Deux semaines de mutisme, pour causes mineures (= scolaires), et me revoilà, frais et dispo, prêt à tout subir, et complètement dégoûté d'avoir raté Chiens des neiges. C'est la vie, la loi des entrées et des sorties. Rattrapons le temps perdu, Pour un garçon apparaît comme le type même de la comédie sentimentale, registre qui ne m'est pas foncièrement indigeste, mais je ne cours pas après non plus. Et devinez qui est en tête d'affiche ? Hugh Grant, Mr Comédie Sentimentale je vous prie, que l'on attend forcément dans son costume habituelle de beau et séduisant jeune anglais.

Will (Hugh Grant) 38 ans, se décrit comme une île. Il a sa maison, son équipement, son planning bien rempli, et n'adhère à aucun type de collectivité sociale, travail compris (vit des rentes de son défunt père, compositeur d'une chanson de noël). Son passe-temps principal : les femmes. Et son nouveau passe-temps principal : les femmes esseulées avec un enfant, plus prompt à s'aventurer dans une histoire sans lendemain pour lui. Par ce biais, il fait la connaissance de Marcus, un petit garçon de douze ans désespéré par sa mère, suicidaire sur les bords...

Quel plaisir de voir Hugh Grant dans un autre registre que celui auquel il se cantonnait d'habitude, même si le résumé pourrait induire en erreur ! D'accord, Hugh garde toujours son sourire de célibataire-dragueur, mais le teinte d'un ton plus acide, plus sarcastique.

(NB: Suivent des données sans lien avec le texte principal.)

PR #1085, opened 2025-09-09
Convert deployment to releaseJob

weshaggard:
In order for this to be a release job we cannot checkout the source and given we don't need it for anything but the tag which we always pick latest for I've removed that as well.


mikeharder:
LGTM, but I will let Scott approve since he likely knows more about this.

scbedd (approved):

weshaggard:
@mikeharder @scbedd I'll leave this to one of you guys to merge at a point when we are going to do a release so we can validate it actively.

PR #1136, opened 2025-09-24
[dependabot.yml] ignore deps `ajv`, `inversify`, `path-to-regexp`, `*eslint*`, `@types/node`, `*jest*`

mikeharder:


.github/dependabot.yml
```diff
@@ -10,7 +10,9 @@ updates:
       # pinned to the most popular versions
       - dependency-name: "@azure/openapi-markdown"
       - dependency-name: "json-schema-traverse"
-      - dependency-name: "reflect-metadata"
```
mikeharder, line 13: removed to let dependabot upgrade to latest, which might be more compatible with other upgrades

scbedd (approved):

PR #1148, opened 2025-09-24
Remove unused devDependency `npm-run-all`

mikeharder:


mikeharder:
Dependency is actually used, though it's not obvious.  The dependency provides 3 CLI commands (`npm-run-all`, `run-s`, `run-p`), and we use only the last `run-p`.

PR #1190, opened 2025-12-12
[dependabot.yml] Enable for github actions

mikeharder:
- Repo does not use actions yet, but let's enable now so we don't forget
- Reduce frequency of npm updates from daily to weekly

### DIFF
--- a/.github/dependabot.yml
+++ b/.github/dependabot.yml
@@ -1,9 +1,16 @@
 version: 2
 updates:
+  # repo does not use GitHub Actions yet, but let's enable dependabot so we don't forget
+  - package-ecosystem: "github-actions"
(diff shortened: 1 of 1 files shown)


.github/dependabot.yml
```diff
@@ -1,9 +1,16 @@
 version: 2
 updates:
+  # repo does not use GitHub Actions yet, but let's enable dependabot so we don't forget
+  - package-ecosystem: "github-actions"
+    directory: "/"
+    schedule:
+      interval: "weekly"
+    cooldown:
+      default-days: 7
```
mikeharder:
```suggestion
```

raych1 (approved):

PR #21008, opened 2017-11-29
Core/Creature: implement extra flag to use offhand attacks

Ovahlord:
fixed initial offhand attack timer so the main and offhand attacks will now act blizzlike instead of getting executed at the same time

Note: since some creature equipment items cannot be identified as weapon since they are only visual items there is no way to detect this automaticly

**Changes proposed:**

-  added extra flag to allow creatures to use offhand attacks without having to enable it via c++ script
-  fixed offhand attack timer so the creature will launch its offhand attack after 50% of the attack time of the main attack

- [x] 3.3.5
- [x] master

**Tests performed:** tested ingame


src/server/game/Entities/Creature/Creature.cpp
```diff
@@ -557,6 +560,11 @@ bool Creature::UpdateEntry(uint32 entry, CreatureData const* data /*= nullptr*/,
 
     SetUInt32Value(UNIT_DYNAMIC_FLAGS, dynamicflags);
 
+    if (cInfo->flags_extra & CREATURE_FLAG_EXTRA_USE_OFFHAND_ATTACK)
+        SetCanDualWield(true);
+    else if (CanDualWield())
```
Ovahlord: For understanding reasons: CanDualWield() does not check if you can dual wield, instead it returns if it is enabled. So kinda bad naming for the function

Shauren: whats the harm with calling SetCanDualWield(false) anyway?

Ascathor: I am not entirely sure what the bit operator is returning, but assuming it's a boolean value, shouldn't something like this work ?

SetCanDualWield(cInfo->flags_extra & CREATURE_FLAG_EXTRA_USE_OFFHAND_ATTACK);

This would remove redundancy.

Ovahlord: Good catch, sir. Will change

joschiwald:
do you have an example where the npc does not have a dual wield aura?

Keader:
Illidan : https://github.com/TrinityCore/TrinityCore/blob/3.3.5/src/server/scripts/Outland/BlackTemple/boss_illidan.cpp#L484

Ovahlord:
most npc's does not have any aura. simple example: the orcs at the human starting zone.

Shauren:
Dual wielding is not even an aura - its a spell effect

offl:
I think most(if not all) of NPCs which currently uses Dual Wield aura shouldn't have it. It looks like hack to force NPC use two weapons.
```sql
SELECT * FROM `smart_scripts` WHERE `comment` LIKE '%Dual Wield%';
```

Teppic1:
I just checked VanCleef as I'd coded the cast of dual wield taken from the SAI, and in the sniff I have there's no mention of the spell anywhere, either as an aura or a direct cast.

Seyden:
A lot of spells aren't casted in sniff.. somehow blizzard has a way to use spells without sending them

offl:
VanCleef and some other NPCs uses player spell(674). Some other uses 30798 with effect Learn Spell 674. Dunno how Blizzard can did that.
42459 looks like creature-spell.

Keep in mind that 98% of EAI(SAI) and CPP are not based on sniffs. Instead on wowhead and player cache(spell1-spell8).

Shauren (approved):

Shauren:
Anyone else has comments?

src/server/game/Entities/Unit/Unit.cpp
```diff
@@ -5889,9 +5889,9 @@ bool Unit::Attack(Unit* victim, bool meleeAttack)
         SetUInt32Value(UNIT_NPC_EMOTESTATE, EMOTE_ONESHOT_NONE);
     }
 
-    // delay offhand weapon attack to next attack time
+    // delay offhand weapon attack by 50% of the base attack time
     if (haveOffhandWeapon() && GetTypeId() != TYPEID_PLAYER)
-        resetAttackTimer(OFF_ATTACK);
+        setAttackTimer(OFF_ATTACK, CalculatePct(GetAttackTime(OFF_ATTACK), 50));
```
Treeston: I am concerned with this - doesn't it have the potential to cause strange (faster than usual) attack patterns when switching targets?

You also seem to assume that `OFF_ATTACK` and `BASE_ATTACK` have the same attack timer here - the code doesn't match the PR description otherwise.

Ovahlord: they have the same attack timer since offhand attacks of creatures does not rely on weapon attack timers like players do. Instead they use the base attack timer as well. What I did here was only delaying the swing. The timers will still reset after execution.

Treeston:
I'd prefer something along these lines:
```cpp
// delay off-hand attack if we're starting to attack - don't hit with both weapons at the same time
if (haveOffhandWeapon() && GetTypeId() == TYPEID_UNIT && !getAttackTimer(BASE_ATTACK) && !getAttackTimer(OFF_ATTACK))
    setAttackTimer(OFF_ATTACK, uint32(GetFloatValue(UNIT_FIELD_BASEATTACKTIME)*0.5f))
```

PS: That's _assuming_ that this delay behavior is something that actually happens on retail. What are you basing this claim on?

Ovahlord:
Keep in Mind that GetFloatValue(UNIT_FIELD_BASEATTACKTIME) is pretty mich the same as GetAttackTime(OFF_ATTACK)
GetAttackTime(OFF_ATTACK) returns the regular base attack time of the offhand attack which gets set on creature creation. My change does not change anything regarding that mechanic. I corrected the first execution of the offhand attack. The rest remains as it was before. the setAttackTimer is not SetAttackTime

Treeston:
It's only "pretty much the same" until your creature has a haste aura applied to it.

PS: The core already has this kind of logic for players [here](https://github.com/TrinityCore/TrinityCore/blob/3.3.5/src/server/game/Entities/Player/Player.cpp#L1154-L1161). What makes you think creatures should use 50% of main hand speed (which might be upwards of 1.5 seconds) instead of the 200ms players use?

Ovahlord:
Good point regarding this. I could change that in this case

You can check it pretty easy by using a starter account and create a human character. Just tackle one those orcs or goblins with their daggers. They appear (at least to me and my connection) to attack at about 50% after the first main hand attack.

Treeston:
> They appear (at least to me and my connection) to attack at about 50% after the first main hand attack.

That is not how retail verification works. Sniff it.

Ovahlord:
retail
is that combat log from retail enough validation? Can't sniff that scenario cuz no sniffer for 7.3.2 but it should make clear enough that it happens after 50% of the first attack swing. (Base attack time = 2000)

Treeston:
That's rounded to second precision. How accurate is `/combatlog`?

Ovahlord:
`
21:46:45.138  SWING_DAMAGE,Creature-0-1461-0-24-49874-00002460AF,"Blackrock
21:46:46.148  SWING_DAMAGE,Creature-0-1461-0-24-49874-00002460AF,"Blackrock 
21:46:47.148  SWING_DAMAGE,Creature-0-1461-0-24-49874-00002460AF,"Blackrock 


`

Treeston:
OK, good enough. Still add some check so it only fires on first engage though, and not while switching when some of the weapons are already on swing timer.

Ovahlord:
>     // delay offhand weapon attack to 50% of the main hand attack time
>     if (haveOffhandWeapon() && GetTypeId() != TYPEID_PLAYER)
>     {
>         resetAttackTimer(OFF_ATTACK);
>         setAttackTimer(OFF_ATTACK, CalculatePct(GetFloatValue(UNIT_FIELD_BASEATTACKTIME), 50));
>     }

how about this?

Treeston:
`resetAttackTimer` is superfluous, and current attack time check is missing. See my comment above.

Ovahlord:
>     // delay offhand weapon attack to 50% of the main hand attack time
>     if (haveOffhandWeapon() && GetTypeId() != TYPEID_PLAYER)
>         setAttackTimer(OFF_ATTACK, getAttackTimer(BASE_ATTACK) + CalculatePct(GetFloatValue(UNIT_FIELD_BASEATTACKTIME), 50));

Treeston:
`setAttackTimer(OFF_ATTACK, std::max(getAttackTimer(OFF_ATTACK), getAttackTimer(BASE_ATTACK) + ...);`

Treeston (approved):

Faq:
If no more comments then merge?

tkrokli:
Thanks again @Ovahlord for the contribution! 👍
(also thanks to reviewers and contributors)

PR #21015, opened 2017-12-01
Core/Spells: add use for proc hitmask PROC_HIT_INTERRUPT

Ovahlord:
-  added use for PROC_HIT_INTERRUPT so spells with spell_effect_interrupt will now properly proc auras that require successful spell cast interrupts

**Target branch(es):** both

- [x] 3.3.5
- [x] master


Keader (approved):
looks good to me

Shauren (approved):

Disons pour résumer que son personnage, Will est resté un grand enfant, égoïste, optant pour le mensonge afin de parvenir à ses fins, et se surprenant à prendre plaisir dans des actions inédites pourtant pas véritablement amusantes (suivre pied au plancher une ambulance toutes sirènes dehors). Marcus, lui, s'intègre plus dans une maturité précoce, tiraillé entre sa condition de préadolescent, et le statut de sa mère, hippie à tendances suicidaires. Par le hasard, ces deux êtres se rencontrent, ne s'aiment pas forcément au départ, mais donne lieu à un échange. Will enseigne à Marcus l'art de devenir quelqu'un de branché, et Marcus apprend à Will la responsabilité. Enfin, tout du moins, c'est ce que l'on comprend dans les grands lignes. Car Pour un garçon est avant tout une comédie, un petit régal qui tient beaucoup sur le virage que prend Hugh dans sa composition, visiblement enchanté de jouer un peu à contre courant de ce qu'il fait d'habitude, et à la juste réplique du petit Nicolas Hoult, dont c'est la première apparition. Même le couple du film, Hugh Grant - Rachel Weisz, s'efface entièrement pour laisser libre cours aux petits jeux entre garçons. A noter, Rachel Weisz, pourtant tête d'affiche, récolte un rôle presque mineur, et n'apparaît que dans la deuxième moitié du film, pour ne pas dire le dernier tiers.

Le retour de Hugh Grant, après avoir tapagé dans Bridget Jones, dans un rôle savoureux de flemmard coureur de jupons doublé d'une âme de gamin irresponsable. Pour un garçon équilibre avec justesse la part de comédie (l'utilisation régulière de la voix-off pour les deux protagonistes est un pur plaisir) et le petit morceau de réflexion-sentimentalisme, alourdit par quelques longueurs franchement minoritaires au vu de la qualité de l'ensemble. Une belle surprise.